* TASK REQUIREMENTS: The lines to reproduce from the material below are those from the one containing "PR #4071, opened 2024-05-09" through the one containing "Keep in mind", both included; write them out exactly and add nothing.

* INFORMATION SUPPLIED:
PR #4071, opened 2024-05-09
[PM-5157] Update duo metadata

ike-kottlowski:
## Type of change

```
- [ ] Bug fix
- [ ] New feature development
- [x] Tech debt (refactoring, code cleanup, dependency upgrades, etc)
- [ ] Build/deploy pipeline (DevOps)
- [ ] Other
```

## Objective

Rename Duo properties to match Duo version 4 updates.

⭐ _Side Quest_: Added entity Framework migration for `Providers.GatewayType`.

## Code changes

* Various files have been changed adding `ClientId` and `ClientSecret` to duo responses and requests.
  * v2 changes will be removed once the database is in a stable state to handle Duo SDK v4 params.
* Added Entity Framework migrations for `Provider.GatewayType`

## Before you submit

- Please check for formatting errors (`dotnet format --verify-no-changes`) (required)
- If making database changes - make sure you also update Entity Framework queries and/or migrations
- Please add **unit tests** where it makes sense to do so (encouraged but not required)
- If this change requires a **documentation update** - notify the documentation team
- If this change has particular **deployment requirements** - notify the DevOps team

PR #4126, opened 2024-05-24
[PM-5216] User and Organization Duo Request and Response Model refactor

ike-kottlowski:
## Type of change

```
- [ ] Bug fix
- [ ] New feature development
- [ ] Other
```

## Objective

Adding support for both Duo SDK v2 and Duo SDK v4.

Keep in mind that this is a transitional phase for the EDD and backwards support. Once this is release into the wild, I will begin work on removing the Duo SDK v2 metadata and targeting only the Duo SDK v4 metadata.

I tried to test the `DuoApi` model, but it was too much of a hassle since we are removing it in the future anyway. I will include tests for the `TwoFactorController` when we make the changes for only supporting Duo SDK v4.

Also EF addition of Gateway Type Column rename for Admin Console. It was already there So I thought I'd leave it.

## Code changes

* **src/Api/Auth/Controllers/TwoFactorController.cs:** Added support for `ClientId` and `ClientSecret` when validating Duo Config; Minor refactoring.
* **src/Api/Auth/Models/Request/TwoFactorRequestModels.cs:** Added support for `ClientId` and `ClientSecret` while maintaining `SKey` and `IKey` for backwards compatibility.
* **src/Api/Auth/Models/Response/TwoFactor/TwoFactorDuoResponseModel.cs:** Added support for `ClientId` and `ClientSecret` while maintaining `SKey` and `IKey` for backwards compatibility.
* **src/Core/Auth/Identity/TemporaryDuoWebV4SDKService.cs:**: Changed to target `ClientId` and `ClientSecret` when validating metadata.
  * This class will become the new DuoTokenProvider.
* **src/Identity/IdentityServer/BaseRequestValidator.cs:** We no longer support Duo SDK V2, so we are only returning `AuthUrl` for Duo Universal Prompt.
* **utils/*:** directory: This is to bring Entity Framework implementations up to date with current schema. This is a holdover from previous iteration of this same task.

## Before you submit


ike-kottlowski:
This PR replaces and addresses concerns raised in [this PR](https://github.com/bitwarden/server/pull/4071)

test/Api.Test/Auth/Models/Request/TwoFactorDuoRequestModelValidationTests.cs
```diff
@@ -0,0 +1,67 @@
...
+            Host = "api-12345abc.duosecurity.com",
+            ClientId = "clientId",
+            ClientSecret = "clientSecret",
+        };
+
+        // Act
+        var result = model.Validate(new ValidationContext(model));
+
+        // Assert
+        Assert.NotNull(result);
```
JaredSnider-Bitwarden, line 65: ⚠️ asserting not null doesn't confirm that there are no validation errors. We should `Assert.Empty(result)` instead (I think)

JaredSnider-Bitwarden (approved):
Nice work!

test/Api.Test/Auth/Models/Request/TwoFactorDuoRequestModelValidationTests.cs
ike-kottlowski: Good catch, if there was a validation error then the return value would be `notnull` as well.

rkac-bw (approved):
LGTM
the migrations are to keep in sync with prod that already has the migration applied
==
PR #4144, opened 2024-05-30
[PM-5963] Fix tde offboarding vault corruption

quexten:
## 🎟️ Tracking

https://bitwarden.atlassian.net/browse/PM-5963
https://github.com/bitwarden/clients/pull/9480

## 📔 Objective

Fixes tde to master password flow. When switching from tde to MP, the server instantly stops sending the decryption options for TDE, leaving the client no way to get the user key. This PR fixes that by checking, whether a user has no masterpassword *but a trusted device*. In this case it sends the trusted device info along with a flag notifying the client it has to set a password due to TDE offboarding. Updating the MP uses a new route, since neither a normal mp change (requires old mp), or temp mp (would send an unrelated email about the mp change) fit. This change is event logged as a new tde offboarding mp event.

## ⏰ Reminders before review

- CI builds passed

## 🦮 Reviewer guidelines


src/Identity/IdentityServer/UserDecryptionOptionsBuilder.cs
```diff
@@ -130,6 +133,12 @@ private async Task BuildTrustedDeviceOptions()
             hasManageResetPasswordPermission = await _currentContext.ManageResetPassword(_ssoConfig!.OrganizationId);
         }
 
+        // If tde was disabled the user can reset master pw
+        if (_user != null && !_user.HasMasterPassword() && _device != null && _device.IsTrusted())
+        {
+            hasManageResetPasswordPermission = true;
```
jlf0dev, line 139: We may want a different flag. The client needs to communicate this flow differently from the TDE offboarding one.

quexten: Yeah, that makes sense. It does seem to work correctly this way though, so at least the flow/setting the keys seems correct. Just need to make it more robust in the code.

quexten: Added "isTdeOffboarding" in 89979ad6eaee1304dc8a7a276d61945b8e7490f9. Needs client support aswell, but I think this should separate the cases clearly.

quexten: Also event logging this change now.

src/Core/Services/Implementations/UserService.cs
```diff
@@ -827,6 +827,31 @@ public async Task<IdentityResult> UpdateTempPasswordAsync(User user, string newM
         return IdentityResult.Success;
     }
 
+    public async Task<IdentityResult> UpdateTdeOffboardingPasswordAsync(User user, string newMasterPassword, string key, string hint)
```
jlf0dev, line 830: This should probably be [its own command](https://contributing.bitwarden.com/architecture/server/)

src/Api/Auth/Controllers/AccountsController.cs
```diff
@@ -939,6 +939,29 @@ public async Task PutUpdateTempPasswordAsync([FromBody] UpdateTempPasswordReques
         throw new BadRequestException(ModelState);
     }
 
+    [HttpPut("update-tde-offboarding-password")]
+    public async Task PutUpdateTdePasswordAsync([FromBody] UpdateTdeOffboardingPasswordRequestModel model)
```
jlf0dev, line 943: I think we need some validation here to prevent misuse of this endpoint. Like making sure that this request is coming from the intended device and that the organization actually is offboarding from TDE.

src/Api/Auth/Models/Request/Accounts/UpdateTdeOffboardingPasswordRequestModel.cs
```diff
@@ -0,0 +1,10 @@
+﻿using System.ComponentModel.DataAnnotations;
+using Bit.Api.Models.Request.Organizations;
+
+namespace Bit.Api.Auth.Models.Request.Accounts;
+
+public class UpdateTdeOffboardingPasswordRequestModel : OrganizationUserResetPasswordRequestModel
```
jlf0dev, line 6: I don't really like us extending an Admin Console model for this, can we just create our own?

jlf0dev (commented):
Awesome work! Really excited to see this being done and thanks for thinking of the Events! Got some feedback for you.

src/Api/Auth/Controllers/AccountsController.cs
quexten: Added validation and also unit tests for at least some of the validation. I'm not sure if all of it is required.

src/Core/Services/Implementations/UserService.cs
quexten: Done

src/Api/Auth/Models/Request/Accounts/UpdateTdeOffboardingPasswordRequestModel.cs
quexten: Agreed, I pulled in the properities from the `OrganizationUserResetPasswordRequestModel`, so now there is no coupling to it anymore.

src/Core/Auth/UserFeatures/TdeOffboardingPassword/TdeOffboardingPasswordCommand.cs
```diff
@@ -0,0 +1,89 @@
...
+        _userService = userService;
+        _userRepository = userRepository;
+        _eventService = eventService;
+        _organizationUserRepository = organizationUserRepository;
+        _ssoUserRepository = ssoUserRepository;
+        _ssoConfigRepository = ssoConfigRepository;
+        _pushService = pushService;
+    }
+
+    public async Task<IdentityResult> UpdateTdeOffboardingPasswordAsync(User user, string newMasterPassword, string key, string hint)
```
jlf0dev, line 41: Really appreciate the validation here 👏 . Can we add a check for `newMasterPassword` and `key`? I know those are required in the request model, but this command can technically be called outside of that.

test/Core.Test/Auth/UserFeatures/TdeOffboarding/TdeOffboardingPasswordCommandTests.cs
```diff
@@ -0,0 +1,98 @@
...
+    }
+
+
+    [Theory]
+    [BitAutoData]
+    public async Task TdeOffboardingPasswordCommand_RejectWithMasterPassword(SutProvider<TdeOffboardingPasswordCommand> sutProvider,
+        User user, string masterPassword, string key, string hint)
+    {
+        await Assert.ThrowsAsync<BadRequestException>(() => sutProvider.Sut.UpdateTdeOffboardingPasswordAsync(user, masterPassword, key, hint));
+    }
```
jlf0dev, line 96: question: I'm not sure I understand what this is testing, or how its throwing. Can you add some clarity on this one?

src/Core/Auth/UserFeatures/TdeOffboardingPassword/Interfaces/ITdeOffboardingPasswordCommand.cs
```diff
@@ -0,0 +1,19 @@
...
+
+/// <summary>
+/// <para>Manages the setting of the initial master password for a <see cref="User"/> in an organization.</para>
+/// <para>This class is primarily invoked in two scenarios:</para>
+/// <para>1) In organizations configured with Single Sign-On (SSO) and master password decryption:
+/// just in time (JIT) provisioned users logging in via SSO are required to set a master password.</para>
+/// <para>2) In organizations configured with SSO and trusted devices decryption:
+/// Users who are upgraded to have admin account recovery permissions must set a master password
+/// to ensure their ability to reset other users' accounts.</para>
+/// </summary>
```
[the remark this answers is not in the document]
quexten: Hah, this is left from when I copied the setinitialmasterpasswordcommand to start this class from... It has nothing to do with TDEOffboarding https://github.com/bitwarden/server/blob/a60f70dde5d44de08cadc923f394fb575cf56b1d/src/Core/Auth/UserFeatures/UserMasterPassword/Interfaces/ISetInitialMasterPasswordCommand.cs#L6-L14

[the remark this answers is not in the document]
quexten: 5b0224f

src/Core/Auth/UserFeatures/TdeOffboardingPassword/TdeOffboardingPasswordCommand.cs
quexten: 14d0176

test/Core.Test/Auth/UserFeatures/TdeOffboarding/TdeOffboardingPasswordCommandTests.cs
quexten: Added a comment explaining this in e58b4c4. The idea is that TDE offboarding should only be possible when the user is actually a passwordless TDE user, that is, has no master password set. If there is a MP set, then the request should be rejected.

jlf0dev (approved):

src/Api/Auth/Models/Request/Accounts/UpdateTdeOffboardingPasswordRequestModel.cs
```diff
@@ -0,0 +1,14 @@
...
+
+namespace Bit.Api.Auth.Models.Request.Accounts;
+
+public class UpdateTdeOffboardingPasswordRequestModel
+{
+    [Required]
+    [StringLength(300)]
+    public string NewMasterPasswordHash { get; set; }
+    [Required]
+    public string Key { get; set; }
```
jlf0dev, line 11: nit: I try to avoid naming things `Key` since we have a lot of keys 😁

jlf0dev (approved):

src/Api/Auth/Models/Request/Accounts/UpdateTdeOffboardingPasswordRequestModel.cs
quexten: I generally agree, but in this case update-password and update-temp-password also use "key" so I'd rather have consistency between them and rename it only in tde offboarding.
==
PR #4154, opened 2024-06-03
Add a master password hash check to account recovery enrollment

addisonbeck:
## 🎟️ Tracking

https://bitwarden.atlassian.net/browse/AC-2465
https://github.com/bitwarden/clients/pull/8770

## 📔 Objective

* WRITTEN RESPONSE:
PR #4071, opened 2024-05-09
[PM-5157] Update duo metadata

ike-kottlowski:
## Type of change

```
- [ ] Bug fix
- [ ] New feature development
- [x] Tech debt (refactoring, code cleanup, dependency upgrades, etc)
- [ ] Build/deploy pipeline (DevOps)
- [ ] Other
```

## Objective

Rename Duo properties to match Duo version 4 updates.

⭐ _Side Quest_: Added entity Framework migration for `Providers.GatewayType`.

## Code changes

* Various files have been changed adding `ClientId` and `ClientSecret` to duo responses and requests.
  * v2 changes will be removed once the database is in a stable state to handle Duo SDK v4 params.
* Added Entity Framework migrations for `Provider.GatewayType`

## Before you submit

- Please check for formatting errors (`dotnet format --verify-no-changes`) (required)
- If making database changes - make sure you also update Entity Framework queries and/or migrations
- Please add **unit tests** where it makes sense to do so (encouraged but not required)
- If this change requires a **documentation update** - notify the documentation team
- If this change has particular **deployment requirements** - notify the DevOps team

PR #4126, opened 2024-05-24
[PM-5216] User and Organization Duo Request and Response Model refactor

ike-kottlowski:
## Type of change

```
- [ ] Bug fix
- [ ] New feature development
- [ ] Other
```

## Objective

Adding support for both Duo SDK v2 and Duo SDK v4.

Keep in mind that this is a transitional phase for the EDD and backwards support. Once this is release into the wild, I will begin work on removing the Duo SDK v2 metadata and targeting only the Duo SDK v4 metadata.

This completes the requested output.